Hopefully I've addressed your concerns. If not, as Matt says, we will do our best to help you out.


----------



## t2000kw

Thanks, Brian, for clearing up some things.

Well, this morning I am using Firefox, without JAVA enabled. I get to the new site and click on the words "log in" and guess what happens? I see this in the lower left hand corner of the Firefox window:

Javascript:;

and nothing happens.

When I enable both Javascript and JAVA I get the login screen. So apparently JAVA is needed (at least to log in)??? It looks like the login uses Javascript. Maybe there's no solution to that, but I found a work-around (for Firefox only) that's not too inconvenient (see below).

Now, here's the interesting part. I put my email address in and password and I get the message:

"Sorry, the invitation could not be found . . ."

(This is after I registered, and I do have an account there, with settings, etc.)

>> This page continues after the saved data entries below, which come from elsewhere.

PR #2099, opened 2024-10-04
DataGrid improvements

Mil4n0r:
**Checklist**

**Purpose**
A clear description of the purpose of the change. Applicable in case this change is not linked to an issue.

**Description**
The following problems have been addressed:
- Adding the possibility to sort any kind of component based on any criteria.
- Add the possibility to paginate the DataGrid component.
- Fixed the unwanted behavior for draggable columns along with expandable content (When expanding or collapsing the content, the column order would roll back to the initial status)
- Fixed unwanted behavior when toggling a grandchild shown in this quick video:
[grandchild-toggle-demo.webm](https://github.com/user-attachments/assets/6934c93d-9130-440e-af88-c987331e0158)


Mil4n0r:
I would like to add many edge cases to both functional and visual tests, I also have to tidy up the current tests that I added.

I also have to update the API with all the documentation required for pagination and the sorting strategy.

apps/website/screens/components/data-grid/code/DataGridCodePage.tsx
```diff
@@ -167,7 +171,7 @@ const sections = [
           <tr>
             <td>uniqueRowId</td>
             <td>
-              <TableCode>string</TableCode>
+              <TableCode>string | number</TableCode>
```
Jialecl, line 174: The type should be string only, but the type which the key has can be string or number.

Jialecl (approved):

Apparently two things are happening. I am using a wrong link to get to our new site, and JAVA is needed at least to log in, at least for now.

When I use this link:

http://swoape.wikidot.com.

I get this message:

"The site does not exist."

Thanks for clearing up the Google thing. Apparently you don't need to "proceed" beyond clicking on the "accept" button. It's not intuitive, though, since it looks like you are supposed to go further beyond just clicking the accept button.

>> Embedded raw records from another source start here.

PR #2108, opened 2024-10-25
Actions cell added to the dataGrid

Jialecl:
**Checklist**

**Purpose**
Actions cell compound component added to the data grid.

### DIFF
--- a/apps/website/screens/components/data-grid/code/DataGridCodePage.tsx
+++ b/apps/website/screens/components/data-grid/code/DataGridCodePage.tsx
@@ -1,4 +1,4 @@
-import { DxcFlex, DxcTable } from "@dxc-technology/halstack-react";
+import { DxcFlex, DxcLink, DxcParagraph, DxcTable } from "@dxc-technology/halstack-react";
 import QuickNavContainer from "@/common/QuickNavContainer";
 import QuickNavContainerLayout from "@/common/QuickNavContainerLayout";
 import DocFooter from "@/common/DocFooter";
@@ -13,6 +13,8 @@ import hierarchical from "./examples/hierarchical";
 import hierarchicalSelectable from "./examples/hierarchicalSelectable";
 import paginator from "./examples/paginator";
 import customSorting from "./examples/customSort";
+import Link from "next/link";
+import actionsCell from "./examples/actionsCell";
 
 const columnsTypeString = `{
   key: string;
@@ -38,6 +40,20 @@ const ExpandableGridRowTypeString = `GridRow & {
   expandedContent?: React.ReactNode;
   expandedContentHeight?: number;
 }`;
+
+const actionsType = `{
+  icon: string | SVG;
+  title: string;
+  onClick: () => void;
+  disabled?: boolean;
+  tabIndex?: number;
+}[] | {
+  title: string;
+  onClick: (value?: string) => void;
+  disabled?: boolean;
+  tabIndex?: number;
+  options: Option[];
+}[]`;
 
 const sections = [
   {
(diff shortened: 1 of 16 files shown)


apps/website/screens/theme-generator/components/previews/DataGrid.tsx
```diff
@@ -60,6 +80,7 @@ const expandableRows = [
     priority: "High",
     issueType: "Epic",
     expandedContent: <DxcContainer>Custom content 2</DxcContainer>,
+    actions: <DxcDataGrid.ActionsCell actions={actions as any} />,
```
Mil4n0r, line 83: What do you think about exporting the type `Action` in `packages/lib/src/table/types.ts` 

```
export type ActionCellsPropsType = {
  actions: Actions;
};

export type Actions = Array<
  | {
      icon: string | SVG;
      title: string;
      onClick: () => void;
      disabled?: boolean;
      tabIndex?: number;
      options?: never;
    }
  | {
      icon?: never;
      title: string;
      onClick: (value?: string) => void;
      disabled?: boolean;
      tabIndex?: number;
      options: Option[];
    }
>;
```

This way, we could prevent using `actions as any` everywhere, including `Table.stories` and `ResultsetTable.stories`

packages/lib/src/common/variables.ts
```diff
@@ -366,6 +366,17 @@ export const componentTokens = {
     focusColor: CoreTokens.color_blue_600,
     scrollBarThumbColor: CoreTokens.color_grey_700,
     scrollBarTrackColor: CoreTokens.color_grey_300,
+    // action icon tokens
```
Mil4n0r, line 369: Shouldn't all the tokens contain the `actionIcon` keyword? (Instead of just action for the last 5)

packages/lib/src/data-grid/DataGrid.stories.tsx
```diff
@@ -8,6 +8,7 @@ import { disabledRules } from "../../test/accessibility/rules/specific/data-grid
 import preview from "../../.storybook/preview";
 import { userEvent, within } from "@storybook/test";
 import DxcBadge from "../badge/Badge";
+import DxcTable from "../table/Table";
```
Mil4n0r, line 11: Unused import.

apps/website/screens/components/data-grid/code/DataGridCodePage.tsx
```diff
@@ -262,14 +278,74 @@ const sections = [
...
+                    <StatusBadge status="required" />
+                    actions
+                  </DxcFlex>
+                </td>
+                <td>
+                  <ExtendedTableCode>{actionsType}</ExtendedTableCode>
+                </td>
+                <td>
+                  <p>
+                    It represents a list of interactuable elements that will work as buttons or as a dropdown. Those
```
Mil4n0r, line 315: `interactuable` is not correct, please place `interactable` or `interactive` instead (I personally prefer the latter).

I've realised that this typo exists in other doc and also in the `Header` and `Chip` implementation. We should fix that.

Mil4n0r (changes requested):

Mil4n0r (changes requested):
Also check the changes to the alignment having affected chevrons in the headers

apps/website/screens/theme-generator/components/previews/DataGrid.tsx
Jialecl: I added the export, but I don't think there will be any change in this file.

Mil4n0r (dismissed):
Good job, as always 😺

Mil4n0r (approved):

My work-around for the JAVA thing: I can install NoScript (http://noscript.net/) in Firefox and just enable JAVA when I want to, on a per page basis, or on a domain basis, so I think the problem with me and JAVA can be worked out.

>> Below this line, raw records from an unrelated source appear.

PR #2109, opened 2024-10-25
New Installation page

GomezIvann:
**Checklist**

**Description**
We wanted to improve our documentation site as part of this release's Halstack enhancements. The first idea is to add Installation guidelines to help users install the `halstack-react` npm package.

**Extra changes:**
- Link padding removed to avoid extra spacing between words when there's a link in between.
- Adjusted responsive breakpoints in the website. Now the side nav disappears at a small laptop size and the quick nav at a table size.
- New CodeBlock component in the site.
- Example site component has been updated using Halstack color palette (it used to have its own colors).

**Screenshots**
image

### DIFF
--- a/apps/website/screens/common/CodeBlock.tsx
+++ b/apps/website/screens/common/CodeBlock.tsx
@@ -1,0 +1,69 @@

I didn't mention that the site looks attractive. I was more concerned with the security concerns and the confusion on the Google site. Will the Google site send something to our home email address or will we have to check our Google account from time to time? I don't check my Google mail very often and use it as a "trash" account to sign up for lists and such and only check it for acceptance codes, temporary passwords, etc. I don't really understand how the announce-only thing will work, so perhaps Brian can explain how it works?

So, is this link the correct one for our new site?

http://swoape.wikidot.com./

and if so, is it down (not working) for now?

I'll probably check back here later today. I have to be in Cleveland at noon and have a lot of driving to do today. Thanks for the work so far. I am sure I sounded unappreciative and I didn't intend that to happen. I like the looks of the new site and see some value in it. I was hurrying off to bed to get ready for an early departure to Cleveland this morning, and I wasn't focused on the good parts of the new site, which I did notice but forgot to mention.

And Matt makes a good point for the Trading Post thing. I didn't care for "outsiders" sometimes coming into our forum on some topics like a group sale. I had a reply on an item I wanted to buy from someone local. He wasn't local. Wasted my time asking questions about it until I found that he wasn't anywhere near Ohio.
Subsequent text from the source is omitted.